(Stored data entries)
PR #14703, opened 2026-03-11
 Desktop: Fixes 14695: Validate password on re-enable encryption after master password cleared

### LINKED ISSUE #14695: Desktop: Enable encryption button accepts an incorrect password after clicking the clear master password button
### Operating system

Windows

### Joplin version

3.6.4 (dev mode)

### Desktop version info

_No response_

### Current behaviour

Reproduction steps:
1. Enable encryption, setting the master password as 'aaa'
2. Click clear master password
3. Click disable encryption
4. Click enable encryption. You can enter any password here, and it will be accept it, but indicate on the main screen that the master password in invalid

### Expected behaviour

Instead of accepting the password in step 4, it should produce an error "Invalid password. Please try again. If you have forgotten your password you will need to reset it.", as is the case if re-enabling encryption without clicking the clear master password button

### Logs

_No response_

yugalkaushik:
Fixes #14695

Fix: Extend the condition to also validate when an existing master key is present.
Test: Added a test confirming masterPasswordIsValid correctly rejects wrong passwords in this state.

https://github.com/user-attachments/assets/505f7352-815b-4418-9ec0-a4b0cc3d6b15

### DIFF
--- a/packages/app-desktop/gui/EncryptionConfigScreen/EncryptionConfigScreen.tsx
+++ b/packages/app-desktop/gui/EncryptionConfigScreen/EncryptionConfigScreen.tsx
@@ -204,7 +204,7 @@ const EncryptionConfigScreen = (props: Props) => {
 			newPassword = await dialogs.prompt(msg.join('\n\n'), '', '', { type: 'password' });
 		}
 
-		if (hasMasterPassword && newEnabled) {
+		if ((hasMasterPassword || !!masterKey) && newEnabled) {
 			if (!(await masterPasswordIsValid(newPassword))) {
 				await dialogs.alert('Invalid password. Please try again. If you have forgotten your password you will need to reset it.');
 				return;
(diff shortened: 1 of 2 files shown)


mrjo118:
The manual testing in your recording does not show that the master password was **cleared** before clicking enable encryption. That is a key point, you'll notice that if you open the manage master password dialog after clearing the master password, in that dialog it still validates against the master password which was previously entered, because it has been used for the encryption key which was created. So the same needs to apply for the dialog when you click enable encryption

yugalkaushik:
https://github.com/user-attachments/assets/0936dcbb-16dc-42ca-86e9-3b770e52216a

@mrjo118 you can please checkout this preview, first time I entered the wrong password and second time the correct one.

mrjo118:
> fix-preview-enc.mp4
> 
> @mrjo118 you can please checkout this preview, first time I entered the wrong password and second time the correct one.

In the video after you enter the correct password, it still says the master password is not set. Is there just a delay and it updated after you stopped the recording, or does it not update at all? If it does not update at all then that might be an issue

mrjo118:
Thank you for working on this. However, I realise now that the underlying bug is not possible in the release build of the app, as the clear master password button is only available in dev mode and is for debugging purposes. Therefore I am closing the linked issue and this change wont be needed.

yugalkaushik:
> > fix-preview-enc.mp4
> > @mrjo118 you can please checkout this preview, first time I entered the wrong password and second time the correct one.
> 
> In the video after you enter the correct password, it still says the master password is not set. Is there just a delay and it updated after you stopped the recording, or does it not update at all? If it does not update at all then that might be an issue

There is 2-3 second delay before it updates.

laurent22:
Closing as per https://github.com/laurent22/joplin/pull/14703#issuecomment-4041084897

PR #14705, opened 2026-03-11
Mobile Android: Fix Tab key ordering regression on note edit screen

### LINKED ISSUE #14548: Mobile: Accessibility: Tab ordering has changed on the edit note screen (3.6 regression)
### Operating system

Android

### Joplin version

3.6.12

### Desktop version info

_No response_

### Current behaviour

When using a hardware keyboard to navigate the Joplin UI of the edit note screen in Joplin 3.6, the tab ordering has changed since Joplin 3.5. In Joplin 3.5 or earlier, when the title field is in focus, pressing the tab key moves to the collapse / expand button (if present in the version of Joplin) and then to the note body. In Joplin 3.6, after the collapse / expand button, or after the title field if not present, the next tab item is a button in the markdown toolbar, instead of the note body. This means that the tab order is out of order in terms of the order the fields are displayed on the screen. The quickest way to put the title in focus with the keyboard upon opening the note screen is now to tab backwards rather than forwards.

This is likely due to the the React Native 0.81 upgrade. I can produce this behaviour using the Android app, but it may be an issue on iOS as well. This tab ordering is unchanged on the web app

### Expected behaviour

The tab ordering should go to the body field after the note title field. If this is not an issue on iOS, the Android only nextFocusForward component prop may provide a means of forcing tab ordering on the screen.

### Logs

_No response_

varunkumar-22:
fixes #14548 
### Problem
This fixes a regression introduced in react native 0.81 where pressing tab on a hardware keyboard while editing a note would cycle through every button in header bar before reaching the editor... the expected behaviour is that one tab press from the title field should land you in the editor body.

The root cause is that RN 0.81 changed pressable to be focusable by default, which pulled all the header buttons into the tab navigation order. i looked at a few JS side approaches first  'tabIndex={-1}' and 'nextfocusforward'  but both turned out to be not working

### Fix
The fix that actually works is a small override in mainactivity.kt when the user presses tab and the focused view is not already the editor webview, we find the first webview in the view hierarchy and move focus to it directlly
A safety check makes sure this only happens when focus is inside the main activity window, so dialogs are not affected. once focus is inside the editor, tab is handled by codemirror as an indentation command and never bubbles back up, so the intercept only fires when you genuinely need to get from somewhere outside the editor into it.

### Test
Unit tests for the findfirstwebVvew traversal logic are included and the fix has been verified manually on an android emulator 

### Demo
[THE-TESR.webm](https://github.com/user-attachments/assets/63230639-92d5-43d1-aaac-0be706268d47)

### AI Assistance Disclosure

- I have used AI to understand the problem and logics in code
- I also drafted a part of the code to try to different approaches to solve this problem

### DIFF
--- a/packages/app-mobile/android/app/src/main/java/net/cozic/joplin/MainActivity.kt
+++ b/packages/app-mobile/android/app/src/main/java/net/cozic/joplin/MainActivity.kt
@@ -62,7 +62,7 @@ class MainActivity : ReactActivity() {
       val focused = currentFocus
       // Only intercept Tab when focus is in the activity's own window (not in a dialog).
       if (focused != null && focused !is WebView && focused.rootView == window.decorView) {
-        val editorWebView = findFirstWebView(window.decorView)
+        val editorWebView = findEditorWebView(window.decorView)
         if (editorWebView != null) {
           editorWebView.requestFocus()
           return true
@@ -72,11 +72,17 @@ class MainActivity : ReactActivity() {
     return super.dispatchKeyEvent(event)
   }
 
-  private fun findFirstWebView(root: View): WebView? {
-    if (root is WebView) return root
+  // Finds the note editor WebView specifically (MarkdownEditor or RichTextEditor), identified by
+  // the accessibilityLabel set in ExtendedWebView. This avoids routing Tab to unrelated WebViews
+  // like NoteBodyViewer or ImageEditor on other screens.
+  private fun findEditorWebView(root: View): WebView? {
+    if (root is WebView) {
+      val desc = root.contentDescription?.toString()
+      if (desc == "MarkdownEditor" || desc == "RichTextEditor") return root
+    }
     if (root is ViewGroup) {
       for (i in 0 until root.childCount) {
-        val found = findFirstWebView(root.getChildAt(i))
+        val found = findEditorWebView(root.getChildAt(i))
         if (found != null) return found
       }
     }
--- a/packages/app-mobile/android/app/src/main/java/net/cozic/joplin/MainActivity.kt
+++ b/packages/app-mobile/android/app/src/main/java/net/cozic/joplin/MainActivity.kt
@@ -35,7 +35,7 @@ class MainActivity : ReactActivity() {
    */
   override fun onCreate(savedInstanceState: Bundle?) {
     super.onCreate(savedInstanceState)
-
+    
     if (Build.VERSION.SDK_INT >= 35) {
         val rootView = findViewById<View>(android.R.id.content)
         ViewCompat.setOnApplyWindowInsetsListener(rootView) { _, insets ->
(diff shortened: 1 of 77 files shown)


mrjo118:
Remove all the unnecessary whitespace changes please

mrjo118:
Also I don't think the build.gradle change is needed either? Just the MainActivity.kt change alone is needed?

packages/app-mobile/android/app/src/main/java/net/cozic/joplin/MainActivity.kt
```diff
@@ -47,4 +50,36 @@ class MainActivity : ReactActivity() {
       }
     }
   }
+
+  // Fix for https://github.com/laurent22/joplin/issues/14548
+  // RN 0.81 made Pressable focusable by default, so Tab from the note title would visit
+  // every header button before reaching the editor. Instead, when Tab is pressed from any
+  // view that is not the editor WebView, we jump straight to the WebView.
+  // This works because CodeMirror's tabMovesFocus=false means Tab inside the editor is
+  // consumed as indentation and never bubbles up to this handler.
```
personalizedrefrigerator, line 59: **Note**: Pressing <kbd>ctrl</kbd>-<kbd>m</kbd> or <kbd>escape</kbd>, before <kbd>tab</kbd> should allow <kbd>tab</kbd> to escape the editor.

mrjo118:
There are still whitespace changes in index.tsx, and one in MainActivity.kt also

varunkumar-22:
there is some problem with my IDE! i will clear them all

packages/app-mobile/android/app/src/main/java/net/cozic/joplin/MainActivity.kt
```diff
@@ -47,4 +50,36 @@ class MainActivity : ReactActivity() {
...
+  override fun dispatchKeyEvent(event: KeyEvent): Boolean {
+    if (event.action == KeyEvent.ACTION_DOWN && event.keyCode == KeyEvent.KEYCODE_TAB) {
+      val focused = currentFocus
+      // Only intercept Tab when focus is in the activity's own window (not in a dialog).
+      if (focused != null && focused !is WebView && focused.rootView == window.decorView) {
+        val editorWebView = findFirstWebView(window.decorView)
+        if (editorWebView != null) {
+          editorWebView.requestFocus()
```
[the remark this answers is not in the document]
varunkumar-22: update

packages/app-mobile/android/app/src/main/java/net/cozic/joplin/MainActivity.kt
varunkumar-22: This PR only intercepts tab when focused view is not a webview, so once focus is inside the editor our handler doesnot run at all
so  If ctrl-m/escape + tab is not escaping the editor then that is a pre existing behaviour unrelated to this change

mrjo118:
I have tested this change on a real device (as I could not manage to simulate shift+tab on Android emulator) and unfortunately the change is not sufficient. If I use shift + tab to move back through the tab ordering so that one of the buttons in the header is focused, then regardless of which button is in focus, when I press tab the focus moves to the note editor.

We only want the focus to be given to the editor when tabbing from the title / title expansion button, and we also want the focus to move back to the previous field when using shift+tab.

varunkumar-22:
Thank you for testing! I will try fixing it as per the requirements you given and update you once it is done

laurent22:
Closed stale PR

PR #14706, opened 2026-03-11
Desktop: Fixes #14704: Prevent duplicate plugin context menu items on resource links

### LINKED ISSUE #14704: Desktop: plugin context menu entries can be duplicated in joplin 3.6
### Operating system

Windows

### Joplin version

3.6.4

### Desktop version info

Joplin 3.6.4 (dev, linux)

Client ID: 3ee695619221433a8b06d810cebb9f7d
Sync Version: 3
Profile Version: 49
Keychain Supported: No
Alternative instance ID: -
Sync target: Dropbox
Editor: Markdown

Revision: 5ab09cb38 (context_menu_dups)

Backup: 1.5.1
Codeblock Autocomplete: 1.0.5
Context Utils: 1.4.5
Copy as HTML: 1.5.5
Heading Navigator: 0.6.3
Journal: 2.0.0
Markdown Table: Sortable: 1.3.0
Note Tabs: 1.4.0
Paste HTML as Markdown: 1.1.9
Rich Markdown: 0.17.1
Rich Tables: 1.6.6
Simple Image Resize: 1.5.17

### Current behaviour

> [!note]
> This doesn't happen in the 3.6.4 pre-release, this seems to be caused by more recent changes, most likely: https://github.com/laurent22/joplin/pull/14638

Steps to re-create:
1. Install a plugin that uses the context menu filter in the markdown editor. Plugins where the issue can be re-created include: Rich Markdown, Copy as HTML, Paste as Markdown
2. Similar to the steps in issue https://github.com/laurent22/joplin/issues/14637, in the markdown editor, select text that includes a joplin resource link (the cursor position should fall within the resource link)
3. Right click (click position should be on the resource link)

You'll see that the context menu options for these plugins will be displayed twice in this scenario

Example code from one of the plugins, which is just filtering the menu so that it only shows in the markdown editor:

```ts
// Context menu filtering - only add in markdown editor
        joplin.workspace.filterEditorContextMenu(async (menu) => {
            // We only show the context menu item if the user is in the Markdown editor (Code View).
            // 'editor.codeView' is true for Code View, false for Rich Text.
            const isMarkdown = await joplin.settings.globalValue('editor.codeView');
            logger.debug('Context menu filter: isMarkdown (Code View)=', isMarkdown);
            if (!isMarkdown) return menu;
            const exists = menu.items.some((i) => i.commandName === COMMANDS.PASTE_AS_MARKDOWN);
            if (!exists) {
                menu.items.push({
                    commandName: COMMANDS.PASTE_AS_MARKDOWN,
                    label: 'Paste HTML as Markdown',
                    accelerator: SHORTCUTS.PASTE_AS_MARKDOWN,
                });
            }
            return menu;
        });
```

### Expected behaviour

Context menu options should not be displayed twice (as this doesn't happen with the same plugin code in previous versions)

### Logs

_No response_

Ash092016:
### Description

Fixes #14704

This PR fixes an issue where context menu items injected by plugins would appear duplicated when right-clicking on a resource link (with text selected) in the Markdown editor.

### Root Cause
The duplication occurred because the context menu building process was querying plugins for items twice during the same interaction:
1. First, during the initial construction of the standard text context menu.
2. Second, inside the [buildMenuItems](cci:1://file:///c:/Users/BIT/Desktop/joplin/packages/app-desktop/gui/NoteEditor/utils/contextMenuUtils.ts:199:0-243:2) helper when assembling resource-specific options for the clicked link.

Plugins indiscriminately added their items during both event emissions, resulting in duplicates on the final rendered menu.

### Solution
Updated the logic in [packages/app-desktop/gui/NoteEditor/NoteBody/CodeMirror/utils/useContextMenu.ts](cci:7://file:///c:/Users/BIT/Desktop/joplin/packages/app-desktop/gui/NoteEditor/NoteBody/CodeMirror/utils/useContextMenu.ts:0:0-0:0) to de-duplicate the menu items before rendering. 

Instead of blindly appending the results of the second query (`resourceMenuItems`), the code now checks the `label` of each incoming item against a [Set](cci:1://file:///c:/Users/BIT/Desktop/joplin/packages/lib/services/e2ee/utils.ts:51:0-65:1) of labels already present in the menu. Only unique items (and structural separators) are appended, ensuring plugins can safely participate in both context queries without doubling up their UI entries.

### Testing
1. Install a plugin that adds a context menu item to the Markdown editor (e.g., Rich Markdown, Paste as Markdown).
2. Open the Markdown editor and type/select text that includes a resource link or image.
3. Right-click on the resource link.
4. Verify that the plugin's context menu options are only displayed once in the resulting menu.

### DIFF
--- a/packages/app-desktop/gui/NoteEditor/NoteBody/CodeMirror/utils/useContextMenu.ts
+++ b/packages/app-desktop/gui/NoteEditor/NoteBody/CodeMirror/utils/useContextMenu.ts
@@ -385,8 +385,12 @@ const useContextMenu = (props: ContextMenuProps) => {
 					menu.append(new MenuItem({ type: 'separator' }));
 				}
 
+				const existingLabels = new Set(menu.items.map(i => i.label));
 				for (const item of resourceMenuItems) {
-					menu.append(item);
+					if (!existingLabels.has(item.label) || item.type === 'separator') {
+						menu.append(item);
+						if (item.label) existingLabels.add(item.label);
+					}
 				}
 			}
 			menu.popup({ window: targetWindow });


laurent22:
Issue has now been reverted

TASK ITEM:
Your answer should be the number of lines in the records that contain the word "resulting", with nothing added.

SOLUTION TO THIS TASK:
2